• Exercise prompt:
What is the number of lines in these records that hold the word "templates"? Reply with that number alone.

Collected data entries:
PR #1984, opened 2026-02-04
feat: Add release tag into source code url of gem metadata

### LINKED ISSUE #1961: Use commit id in source code url property of gemspec
To enable removal of the source code of packages no longer supported, it would be useful if the published gems pointed to the commit of the source code used. Ideally the file path is also set.

On looking into it we should be able to add the following:

> commit = ENV["GITHUB_SHA"] || "main"

Then update the url

> spec.metadata["source_code_uri"] =
  "https://github.com/open-telemetry/opentelemetry-ruby-contrib/tree/#{commit}/instrumentation/ruby_kafka"

This way the commit id is used on github otherwise main is used.

thompson-tomo:
Closes #1961

This tweaks the gemspec files so that the source code url now contains the release tag. By including this tag, we can as part of deprecation work remove the source files while having atleast the latest published version of gem pointing to the code used and a readme containing the deprecation

Note the only other change was to update `resources/aws/opentelemetry-resource-detector-aws.gemspec` so that it was the same metadata as the other gems.

### DIFF
--- a/.instrumentation_generator/templates/gemspec.tt
+++ b/.instrumentation_generator/templates/gemspec.tt
@@ -4,6 +4,7 @@
 #
 # SPDX-License-Identifier: Apache-2.0
 
+commit = ENV["GITHUB_SHA"] || "main"
 lib = File.expand_path('lib', __dir__)
 $LOAD_PATH.unshift(lib) unless $LOAD_PATH.include?(lib)
 require 'opentelemetry/instrumentation/<%= instrumentation_name %>/version'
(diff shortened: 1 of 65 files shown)


scbjans (approved):
LGTM

thompson-tomo:
Both achieve the same result and experience, tags are nicer for users using github but we would need to extend the CI to be adding tags and using them. The nice thing about commits is that they are always available to both ci/users and can not be tampered with.

arielvalentin (approved):

PR #2136, opened 2026-03-28
test: run simplecov on all frameworks using collated reports

thompson-tomo:
This ensures test coverage is meet on all frameworks to avoid potential issues when bumping min frameworks. This also addresses that the min coverage is not actually currently being enforced due to coverage only being set after the tests have run.

To Address failures due to insufficient coverage the min coverage is being overwritten using a yml file in the working directory. This ensures the definition of that gem and all required inputs resides within the gem folder and pr's can be appropriately labelled.

Here is an example of where the min coverage was not meet (increased for testing to 99) but check still passed: https://github.com/open-telemetry/opentelemetry-ruby-contrib/actions/runs/23683365227/job/68998870234?pr=2136.
image

See after changes, with the key being the % is now correct
image


kaylareopelle (approved):
Thanks for noticing this and fixing it!

hannahramadan (approved):

thompson-tomo:
@arielvalentin could you take a look at this. Thanks.

.github/workflows/ci-contrib.yml
arielvalentin, line 1: Does this not need a "Set Environment Variables" step as well?

.github/actions/test_gem/action.yml
```diff
@@ -155,10 +150,9 @@ runs:
 
     - name: Coverage
       shell: bash
-      if: "${{ inputs.coverage == 'true' }}"
       # This starts a new simplecov run which tracks nothing of its own,
       # but merges with the existing coverage reports generated during testing.
-      run: 'bundle exec ruby -e ''require "simplecov"; SimpleCov.minimum_coverage(${{ inputs.minimum_coverage }})'''
+      run: 'bundle exec ruby -e ''require "simplecov"; SimpleCov.minimum_coverage(${{ inputs.minimum_coverage || 85 }}); SimpleCov.collate Dir["coverage/**/.resultset.json"];'''
```
arielvalentin, line 155: as an enhancement, can you add the final coverage report as a summary or artifact?

thompson-tomo: Tbh, I would rather do that via a seperate PR so we can discuss if we should  instead switch to Codecov like quite a bit of otel has done. that way we can get this fix in sooner and we can ensure that the coverage fixes are in fact meeting our requirements.

arielvalentin: Yes, a separate PR was my intention by referring to it "as an enhancement".  
Also TIL we Codecov was the "standard" for the community.

thompson-tomo: Captured as https://github.com/open-telemetry/opentelemetry-ruby-contrib/issues/2250

.github/workflows/ci-contrib.yml
thompson-tomo: It doesn't need it as no gems tested as part of the contrib Workflow needs it.

PR #2145, opened 2026-03-30
chore: Improve developer experience

thompson-tomo:
This extends the contributing guide to talk about adding a package rule for external services when adding one.

It also implements that the local checks are done in ci when one of the tools changes, this way we can ensure that when the local tool is updated that it will still pass when run locally.


instrumentation/net_ldap/.rubocop.yml
```diff
@@ -1 +1,6 @@
 inherit_from: ../../.rubocop.yml
+
+Style/RedundantLineContinuation:
+  Enabled: true
+  Exclude:
+    - "test/opentelemetry/instrumentation/net/ldap/instrumentation_test.rb"
```
thompson-tomo: @scbjans this is needed as on windows https://github.com/open-telemetry/opentelemetry-ruby-contrib/blob/main/instrumentation/net_ldap/test/opentelemetry/instrumentation/net/ldap/instrumentation_test.rb#L17 reports a violation

scbjans: Instead of adding this as an exception, can't we rewrite that line into the following?
```
let(:ldap) do
    Net::LDAP.new host: 'test.mocked.com', port: 636,
                  auth: {
                    method: :simple,
                    username: 'test_user',
                    password: 'test_password'
                  },
                  force_no_page: true
  end
```

instrumentation/CONTRIBUTING.md
```diff
@@ -380,6 +380,22 @@ instrumentation_silver:
...
+      description: "Wait until current major postgres is EoL before updating",
+      dependencyDashboardCategory: "Min Docker service",
+      matchUpdateTypes: ["major"],
+      matchDepNames: ["postgres"],
+      minimumReleaseAge: "1460 days",
+    },
+```
+
+The days is to be calculated based on the expected age of the major version when it becomes the lowest major version which is not end of life.
+In the above example, we want until a major version has been available for 1460 days (4 years) which is calculated based on each major version of Postgres being supported for 5 years with a new major each year.
```
scbjans:
```suggestion
In the above example, we wait until a major version has been available for 1460 days (4 years) which is calculated based on each major version of Postgres being supported for 5 years with a new major each year.
```

instrumentation/net_ldap/.rubocop.yml
thompson-tomo: Good suggestion @scbjans I didn't think of that. Change has been made.

instrumentation/CONTRIBUTING.md
```diff
@@ -380,6 +380,22 @@ instrumentation_silver:
       # ...
 ```
 
+The final step in adding a new service is to define a renovate package rule which manages the min major version of the service tested against.
```
scbjans:
```suggestion
The final step in adding a new service is to define a renovate package rule to `.github/renovate.json5` which manages the min major version of the service tested against.
```

scbjans (approved):

instrumentation/CONTRIBUTING.md
```diff
@@ -380,6 +380,22 @@ instrumentation_silver:
...
+
+```json
+    {
+      description: "Wait until current major postgres is EoL before updating",
+      dependencyDashboardCategory: "Min Docker service",
+      matchUpdateTypes: ["major"],
+      matchDepNames: ["postgres"],
+      minimumReleaseAge: "1460 days",
+    },
+```
```
kaylareopelle, line 393: Is this something we could add to the instrumentation generator?

instrumentation/CONTRIBUTING.md
```diff
@@ -380,6 +380,22 @@ instrumentation_silver:
...
+
+The days is to be calculated based on the expected age of the major version when it becomes the lowest major version which is not end of life.
```
kaylareopelle:
```suggestion
The `minimumReleaseAge` days value should be calculated based on the expected age of the major version when it becomes the lowest major version which is not end of life.
```

CONTRIBUTING.md
```diff
@@ -163,11 +163,19 @@ And prior to submitting a pr run the following to perform all the checks:
...
 npm run check
-bundle exec rake rubocop
 ```
 
 which will help to ensure your code complies and it passes all the test required of a pull request.
 
+If you would like to perform automated fixes where possible of the issues identified by the check command, you can run:
+
+```sh
+npm run write
```
kaylareopelle, line 173: Is this the same as running `bundle exec rubocop`? 

If I'm reading things correctly, it looks like only `check:source` would run. That script only checks cops from the Bundler, Gemspec, Metrics, and Security departments.

instrumentation/CONTRIBUTING.md
thompson-tomo: It only needs to be added when using a service not already supported.

CONTRIBUTING.md
thompson-tomo: So the write command ends up running the following: 

```sh
jsonlint --config .jsonlintrc.yml --in-place && 
prettier **/*.json --write &&
markdownlint-cli2 '**/*.md' --fix &&
prettier **/*.md --write &&
rubocop --only Lint,Naming,Style -- --autocorrect-all &&
rubocop --only Layout -- --autocorrect-all &&
prettier . --write &&
rubocop --only Bundler,Gemspec,Metrics,Security -- --autocorrect-all
```

Which means that it will do auto-correction of Lint,Naming,Style as well as Layout and also Bundler,Gemspec,Metrics,Security. Based on https://docs.rubocop.org/rubocop/latest/index.html the command was only missing Migration which I have now added.

kaylareopelle (commented):
Thanks for working on this! I have a few suggestions.

CONTRIBUTING.md
kaylareopelle: Thanks for validating!

kaylareopelle (approved):

arielvalentin (approved):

• Output for this exercise:
2